▶ _YOUR TASK_
Pull out every line below that holds the word "ibuclaw".

******************************

PR #1366, opened 2015-08-29
Add intrinsic pragmas to builtin functions

yebblies:
Requires: https://github.com/D-Programming-Language/dmd/pull/4984

### DIFF
--- a/src/core/bitop.d
+++ b/src/core/bitop.d
@@ -30,6 +30,7 @@ else version (X86)
  *      The bit number of the first bit set.
  *      The return value is undefined if v is zero.
  */
+pragma(DigitalMars_intrinsic, "bsf")
 int bsf(size_t v) pure;
 
 ///
@@ -46,6 +47,7 @@ unittest
  *      The bit number of the first bit set.
  *      The return value is undefined if v is zero.
  */
+pragma(DigitalMars_intrinsic, "bsr")
 int bsr(size_t v) pure;
 
 ///
@@ -84,12 +86,14 @@ int bt(in size_t* p, size_t bitnum) pure @system
 /**
  * Tests and complements the bit.
  */
+pragma(DigitalMars_intrinsic, "btc")
 int btc(size_t* p, size_t bitnum) pure @system;
 
 
 /**
  * Tests and resets (sets to 0) the bit.
  */
+pragma(DigitalMars_intrinsic, "btr")
 int btr(size_t* p, size_t bitnum) pure @system;
 
 
@@ -106,6 +110,7 @@ p[index / (size_t.sizeof*8)] & (1 << (index & ((size_t.sizeof*8) - 1)))
  *      A non-zero value if the bit was set, and a zero
  *      if it was clear.
  */
+pragma(DigitalMars_intrinsic, "bts")
 int bts(size_t* p, size_t bitnum) pure @system;
 
 ///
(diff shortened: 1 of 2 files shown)


src/core/bitop.d
```diff
@@ -276,15 +291,21 @@ version (AnyX86)
  * They may be used to guarantee a write or read cycle occurs at a specified address.
  */
 
-ubyte  volatileLoad(ubyte * ptr);
-ushort volatileLoad(ushort* ptr);  /// ditto
-uint   volatileLoad(uint  * ptr);  /// ditto
-ulong  volatileLoad(ulong * ptr);  /// ditto
+pragma(DigitalMars_intrinsic, "ind")
```
ibuclaw: Need a better name than ``"ind"`` ?

src/core/bitop.d
```diff
@@ -276,15 +291,21 @@ version (AnyX86)
...
+    ushort volatileLoad(ushort* ptr);  /// ditto
+    uint   volatileLoad(uint  * ptr);  /// ditto
+    ulong  volatileLoad(ulong * ptr);  /// ditto
+}
 
-void volatileStore(ubyte * ptr, ubyte  value);   /// ditto
-void volatileStore(ushort* ptr, ushort value);   /// ditto
-void volatileStore(uint  * ptr, uint   value);   /// ditto
-void volatileStore(ulong * ptr, ulong  value);   /// ditto
+pragma(DigitalMars_intrinsic, "eq")
```
ibuclaw: Likewise here with ``"eq"``

src/core/bitop.d
yebblies: These are the dmd backend op names.  Do you have any ideas on a good namespacing scheme for builtins?  Does it make sense to have some common ones?

Something like `digitalmars.*` `gcc.*` `llvm.*` `d.*`?

src/core/bitop.d
```diff
@@ -201,12 +213,15 @@ version (AnyX86)
      * using the X86 SSE4 POPCNT instruction.
      * POPCNT is not available on all X86 CPUs.
      */
+    pragma(DigitalMars_intrinsic, "popcnt")
     ushort _popcnt( ushort x ) pure;
```
ibuclaw: Unrelated to this PR I guess, but why not mark ``popcnt`` as an intrinsic instead?  Why this bizarrely named intrinsic here?

src/core/bitop.d
ibuclaw: Having a namespace for them could be a possibility.  But I would consider ``volatileLoad`` and ``volatileStore`` common between all compilers - unlike ``y2lx`` or ``cmpxchg`` - and so will need a meaningful name.

ibuclaw: Has this been taken to the NG?  I might need a few days to think it over, but maybe we should talk it out there.

yebblies: Hmm, so `dmd.yl2x` and `d.volatileLoad` or something...

With the current PR I have it's possible to do this:
```d
version (GDC)
{
    pragma(intrinsic, "gdc.volatileLoad", ...);
}
else version (DMD)
{
    pragma(intrinsic, "dmd.volatileLoad", ...);
}
```

ibuclaw: Yep.  But we should only deviate when we strictly need to. :-)

ZombineDev: How about `d.*` for intrinsics available on all compilers (e.g. `d.volatileLoad`) and `dmd.*`, `gdc.*`, `ldc.*`, etc. for non cross compiler portable ones?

******************************

▶ _RESPONSE TO THIS TASK_
ibuclaw: Need a better name than ``"ind"`` ?
ibuclaw: Likewise here with ``"eq"``
ibuclaw: Unrelated to this PR I guess, but why not mark ``popcnt`` as an intrinsic instead?  Why this bizarrely named intrinsic here?
ibuclaw: Having a namespace for them could be a possibility.  But I would consider ``volatileLoad`` and ``volatileStore`` common between all compilers - unlike ``y2lx`` or ``cmpxchg`` - and so will need a meaningful name.
ibuclaw: Has this been taken to the NG?  I might need a few days to think it over, but maybe we should talk it out there.
ibuclaw: Yep.  But we should only deviate when we strictly need to. :-)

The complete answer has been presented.